Ertesi sabah, oda sıcaklığında sallanan bir platformda üç 10 dakikalık yıkama için 20 mililitre yıkama tamponiçeren tek tek plastik kaplara her diziyi dikkatlice aktarın. Son yıkamadan sonra, dizi tampon iki mililitre uygun yeniden antikor kokteyl 20 mikrolitre ekleyin, iyi başına iki, ve dikkatle herhangi bir aşırı yıkama tampon kaldırmak için bir kağıt havlu üzerinde her membranın alt kenarı leke. Daha sonra her diziyi antikor tepsisinin uygun kuyularına geri yerleştirin ve sallanan bir platformda oda sıcaklığında iki saatlik bir kuluçka için tepsiyi kapatın.
Kuluçka sonunda, her diziyi, az önce gösterildiği gibi, 20 mililitre yıkama tamponu içeren 11 santimetrelik plastik bir kapta her diziyi dikkatlice yeni bir sekize aktarın. Son yıkamadan sonra, çok kuyulu tepsinin her kuyuya uygun bir streptavidin at turp peroksidaz çözeltisi bir mililitre ekleyin ve oda sıcaklığında 30 dakikalık bir kuluçka için membranları uygun kuyulara geri döndürün.

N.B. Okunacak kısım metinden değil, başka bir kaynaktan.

PR #7407, opened 2022-09-04
Turn on ``check-untyped-defs`` in ``mypy``

DanielNoord:

## Type of Changes

## Description

Once again sorry...

Without turning on the flag we get a lot of `unused ignore` warnings, but with the flag we need a PR of this size. Chicken and egg..
I think this is best reviewed in commit view, as I have tried to separate all actions.

### DIFF
--- a/pylint/checkers/imports.py
+++ b/pylint/checkers/imports.py
@@ -160,7 +160,7 @@ def _make_tree_defs(mod_files_list: ItemsView[str, set[str]]) -> _ImportTree:
         node: list[_ImportTree | list[str]] = [tree_defs, []]
         for prefix in mod.split("."):
             assert isinstance(node[0], dict)
-            node = node[0].setdefault(prefix, ({}, []))  # type: ignore[arg-type]
+            node = node[0].setdefault(prefix, ({}, []))  # type: ignore[arg-type,assignment]
         assert isinstance(node[1], list)
         node[1] += files
     return tree_defs
--- a/pylint/checkers/imports.py
+++ b/pylint/checkers/imports.py
@@ -39,7 +39,7 @@ if TYPE_CHECKING:
 
 # The dictionary with Any should actually be a _ImportTree again
 # but mypy doesn't support recursive types yet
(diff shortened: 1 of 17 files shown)


Pierre-Sassoulas:
Wow, huge step 🎉  ! I'll have more time to review next week, sorry. It seems like it require an uninterrupted time slot

DanielNoord:
> Wow, huge step 🎉 ! I'll have more time to review next week, sorry. It seems like it require an uninterrupted time slot

😄 

The commits itself are quite small so it shouldn't require too much brainpower, but indeed this is a little more difficult than a standard typing PR.

pylint/checkers/imports.py
```diff
@@ -420,7 +425,7 @@ class ImportsChecker(DeprecatedMixin, BaseChecker):
     def __init__(self, linter: PyLinter) -> None:
         BaseChecker.__init__(self, linter)
         self.import_graph: defaultdict[str, set[str]] = defaultdict(set)
-        self._imports_stack: list[tuple[Any, Any]] = []
+        self._imports_stack: list[tuple[ImportNode, str]] = []
```
Pierre-Sassoulas, line 428: 👍

pylint/checkers/imports.py
```diff
@@ -39,7 +39,7 @@
 
 # The dictionary with Any should actually be a _ImportTree again
 # but mypy doesn't support recursive types yet
-_ImportTree = Dict[str, List[Dict[str, Any] | List[str]]]
+_ImportTree = Dict[str, Union[List[Dict[str, Any], List[str]]]]
```
Pierre-Sassoulas, line 43: I don't understand this change, is'nt the ``|`` operator better ?

Pierre-Sassoulas (commented):
Look good ! I have a small question before merging.

pylint/checkers/imports.py
DanielNoord: The operator isn't supported for runtime executed statements. The future import allows to use them in typing, but aliases are executed so we need to use the typing imports directly rather than the more modern notation.

Pierre-Sassoulas (approved):

PR #8362, opened 2023-02-28
Changing flake8 to have max-line-length of 115

ollie-iterators:
## Type of Changes

|     | Type                   |
| --- | ---------------------- |
|    | :bug: Bug fix          |
|    | :sparkles: New feature |
| ✓   | :hammer: Refactoring   |
|    | :scroll: Docs          |

## Description

Changing flake8 to have a max-line-length of 115 because there are issues with changing it to 103. This makes the code easier to understand.

Refs #XXXX

Closes #XXXX

PR #8372, opened 2023-03-02
[pre-commit] Transition from flake8/autoflake to ruff

Pierre-Sassoulas:
## Type of Changes

## Description

ruff is faster and support pyproject.toml and python 3.7. flake8-typing-import is not implemented but it checks for things in python version < 3.7.2 that we do not support. Fix main following #8362 that broke it.


Pierre-Sassoulas:
The continuous integration takes a long time and it's very rare that a problem happen. When it happens we fix main and it does not impact contributors too much. So it's a balance we try to achieve between performance and not breaking main.

DanielNoord (approved):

Kuluçka sonunda, herhangi bir aşırı tampon kaldırmak ve üç dakika için uygun bir at turp peroksidaz algılama solüsyonu ile kurutulmuş membranlar inkübün beş milimetre filtre kağıt iki adet arasında her membran yerleştirin.
Daha sonra sonraki görüntüleme için bireysel açık plastik levha koruyucuları içine membranlar yerleştirin. Her örnekteki reseptör tirozin kinaz ekspresyonunu değerlendirmek için, görüntüleri Image J gibi uygun bir görüntü işleme programında açın ve resmin beyaz arka planındaki siyah noktaları siyah arka plandaki beyaz noktalara ters düşürmek için uygun açılır menülerden Edit ve Ters Çevir'i seçin. Ardından, nokta lekesindeki bir çift beyaz noktayı çevrelemek için Oval aracı kullanın ve seçili alanın değerlerini gösteren yeni bir pencereyi otomatik olarak açmak için Çözümle ve Ölçü'ü seçin.
Daha sonra fare okunun noktasını ovalin ortasına yerleştirin ve tüm ilgi noktaları ölçülene kadar bir sonraki nokta alanının etrafındaki dairesel alanı sürükleyin. Bu temsili deneyde tirozin kinaz inhibitör direncinin sinyal transdüksiyon yolları üzerindeki etkileri üç tirozin kinaz inhibitörü dirençli hücre hattında tek bir kontrolde analiz edilmiştir. Diferansiyel aktiviteye sahip altı fosfo proteini seçilmiş ve her hücre hattındaki çeşitli aday proteinler için göreceli yoğunluk saptakiftir.
Isı haritasında da gösterildiği gibi, önemli sinyal transdüksiyon proteinlerinin protein fosforilasyonundaki değişiklikler üzerine yarı nicel bir okuma oluşturulabilir. Bu yordamı çalışırken, stresörler sinyal transdüksiyon yolu aktivitesinde değişikliklere neden olabilir gibi sağlıklı ve aktif olarak bölen hücreleri ile başlamak için hatırlamak önemlidir. Bu prosedürü takiben, dijital PCR ve immünoblotting gibi diğer yöntemler, transkripsiyon faktörlerinin aktivasyonuna yol açan fosforilasyon değişiklikleri gibi ek soruları cevaplamak için kullanılabilir?
Gelişiminden sonra, bu teknik kanser hastaları için kişiselleştirilmiş tıbbın gelişine yol açan proteinlerin post-çevirideğişiklik temel değişiklikleri keşfetmek için kanser biyolojisi araştırmacılar için yol açmıştır. Kanser hücre hatları ile çalışan son derece tehlikeli olduğunu unutmayın bu yüzden aseptik teknikleri kullandığınızdan emin olun, keskin atma ve her zaman bir laboratuvar önlüğü giymek dikkatli.